[Start of Attachment]
PR #2084, opened 2021-07-11
mathbox: typo and bj-genan/bj-genr/bj-genl

benjub:
By the way, @nmegill, @wlammen: have you tried in the past to work with ~ bj-ax12v3 ? It is stronger than ax12v but it does not seem to allow to prove much more, and in particular, not ax-c11(n)...


wlammen:
I think, this sentence in the accompanying text to ax12v needs to be reworded. I was a bit sloppy when stating it:
"If for a moment we assume 𝑦 could be set to 𝑥, then, after elimination of the tautology 𝑥 = 𝑥, immediately we have 𝜑 → ∀𝑥𝜑 for all 𝜑 and 𝑥. Any relevant logic model prohibits this."
In fact, if you allow substitution of x for y, ax-5 is the result, which is NOT prohibited by a relevant logic model. It is an interesting observation, that ax-5 is derivable from ax-12. There seems to be some redundancy in the axiom system, which calls for reduction.
The way I translate ax12v2 into English is "equality must be under all circumstances the finest grained operation in logic" This is actually a commandment restricting the introduction of any future logical operation, in particular text based ones reflecting the notation of a logical expression. For those loving to minimize bundling, ax12v2 is hardly replaceable.
I am not sure what the extra value of bj-ax12v3 is, in particular if you derive it from ax12. I share your opinion, that axc11n is likely not within reach of this theorem.

benjub:
I should have read the comment of ax12v through!

You may rephrase that sentence beginning with "If for a moment" to something like the second sentence in bj-ax12v3.

Or you may also write:
> One can remove either of the two DV conditions, but not both. If you remove DV(x,y), then you get ax12v2 (which is directly provable from this version ax12v and earlier axioms), and if you remove DV(y,ph), then you get bj-ax12v3 (see comment there)". However, if you remove both, then you can substitute y for x and obtain x -> A. x ph without DV condition, which is not vallid.

(pinging @nmegill if he wants to chime in)

nmegill:
> In fact, if you allow substitution of x for y, ax-5 is the result, which is NOT prohibited by a relevant logic model. It is an interesting observation, that ax-5 is derivable from ax-12. There seems to be some redundancy in the axiom system, which calls for reduction.

Yes, ax-5 can be derived from bj-ax12v3, but ax-5 was used to derive bj-ax12v3 from ax-12, so ax-5 doesn't seem to be redundant w.r.t. ax-12.  I agree that in principle we could replace ax-5 + ax-12 with bj-ax12v3 + ax-c11 (and maybe bj-ax12v3 + ax-c11n, although that is less certain).

wlammen:
The idea is here to assume x = x as an axiom, so it need not be derived using ax-5, and then apply it to ax-12 to get ax-5 as a theorem.  I haven't worked the details out, though.

benjub:
> The idea is here to assume x = x as an axiom, so it need not be derived using ax-5, and then apply it to ax-12 to get ax-5 as a theorem. I haven't worked the details out, though.

Indeed, this is the content of bj-ax12v3's comment ("modal logic K" means {ax-mp, ax-gen, ax-1--ax-4}).

nmegill:
> The idea is here to assume x = x as an axiom, so it need not be derived using ax-5, and then apply it to ax-12 to get ax-5 as a theorem. I haven't worked the details out, though.

I must be misunderstanding.  You also need ax-5 to eliminate the A. y quantifier in ax-12.

BTW x = x is derived without ax-5 in equid1 from the old ax-c\* axioms.  I don't know if it can be done with the current axioms.

benjub:
> > The idea is here to assume x = x as an axiom, so it need not be derived using ax-5, and then apply it to ax-12 to get ax-5 as a theorem. I haven't worked the details out, though.
> 
> I must be misunderstanding. You also need ax-5 to eliminate the A. y quantifier in ax-12.

He (and I) meant bj-ax12v3 instead of ax-12.

> BTW x = x is derived without ax-5 in equid1 from the old ax-c* axioms. I don't know if it can be done with the current axioms.

Probably not.

wlammen:
Yes, I referred to ax12v* in my comment. I remember I was about to write "a variant of ax-12", but was distracted then, and later forgot about it. I am sorry for any inconvenience.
[End of Attachment]
§ **Problem statement**
All of the data, from the first line to the last, should be written out exactly.

§ **Result**
PR #2084, opened 2021-07-11
mathbox: typo and bj-genan/bj-genr/bj-genl

benjub:
By the way, @nmegill, @wlammen: have you tried in the past to work with ~ bj-ax12v3 ? It is stronger than ax12v but it does not seem to allow to prove much more, and in particular, not ax-c11(n)...


wlammen:
I think, this sentence in the accompanying text to ax12v needs to be reworded. I was a bit sloppy when stating it:
"If for a moment we assume 𝑦 could be set to 𝑥, then, after elimination of the tautology 𝑥 = 𝑥, immediately we have 𝜑 → ∀𝑥𝜑 for all 𝜑 and 𝑥. Any relevant logic model prohibits this."
In fact, if you allow substitution of x for y, ax-5 is the result, which is NOT prohibited by a relevant logic model. It is an interesting observation, that ax-5 is derivable from ax-12. There seems to be some redundancy in the axiom system, which calls for reduction.
The way I translate ax12v2 into English is "equality must be under all circumstances the finest grained operation in logic" This is actually a commandment restricting the introduction of any future logical operation, in particular text based ones reflecting the notation of a logical expression. For those loving to minimize bundling, ax12v2 is hardly replaceable.
I am not sure what the extra value of bj-ax12v3 is, in particular if you derive it from ax12. I share your opinion, that axc11n is likely not within reach of this theorem.

benjub:
I should have read the comment of ax12v through!

You may rephrase that sentence beginning with "If for a moment" to something like the second sentence in bj-ax12v3.

Or you may also write:
> One can remove either of the two DV conditions, but not both. If you remove DV(x,y), then you get ax12v2 (which is directly provable from this version ax12v and earlier axioms), and if you remove DV(y,ph), then you get bj-ax12v3 (see comment there)". However, if you remove both, then you can substitute y for x and obtain x -> A. x ph without DV condition, which is not vallid.

(pinging @nmegill if he wants to chime in)

nmegill:
> In fact, if you allow substitution of x for y, ax-5 is the result, which is NOT prohibited by a relevant logic model. It is an interesting observation, that ax-5 is derivable from ax-12. There seems to be some redundancy in the axiom system, which calls for reduction.

Yes, ax-5 can be derived from bj-ax12v3, but ax-5 was used to derive bj-ax12v3 from ax-12, so ax-5 doesn't seem to be redundant w.r.t. ax-12.  I agree that in principle we could replace ax-5 + ax-12 with bj-ax12v3 + ax-c11 (and maybe bj-ax12v3 + ax-c11n, although that is less certain).

wlammen:
The idea is here to assume x = x as an axiom, so it need not be derived using ax-5, and then apply it to ax-12 to get ax-5 as a theorem.  I haven't worked the details out, though.

benjub:
> The idea is here to assume x = x as an axiom, so it need not be derived using ax-5, and then apply it to ax-12 to get ax-5 as a theorem. I haven't worked the details out, though.

Indeed, this is the content of bj-ax12v3's comment ("modal logic K" means {ax-mp, ax-gen, ax-1--ax-4}).

nmegill:
> The idea is here to assume x = x as an axiom, so it need not be derived using ax-5, and then apply it to ax-12 to get ax-5 as a theorem. I haven't worked the details out, though.

I must be misunderstanding.  You also need ax-5 to eliminate the A. y quantifier in ax-12.

BTW x = x is derived without ax-5 in equid1 from the old ax-c\* axioms.  I don't know if it can be done with the current axioms.

benjub:
> > The idea is here to assume x = x as an axiom, so it need not be derived using ax-5, and then apply it to ax-12 to get ax-5 as a theorem. I haven't worked the details out, though.
> 
> I must be misunderstanding. You also need ax-5 to eliminate the A. y quantifier in ax-12.

He (and I) meant bj-ax12v3 instead of ax-12.

> BTW x = x is derived without ax-5 in equid1 from the old ax-c* axioms. I don't know if it can be done with the current axioms.

Probably not.

wlammen:
Yes, I referred to ax12v* in my comment. I remember I was about to write "a variant of ax-12", but was distracted then, and later forgot about it. I am sorry for any inconvenience.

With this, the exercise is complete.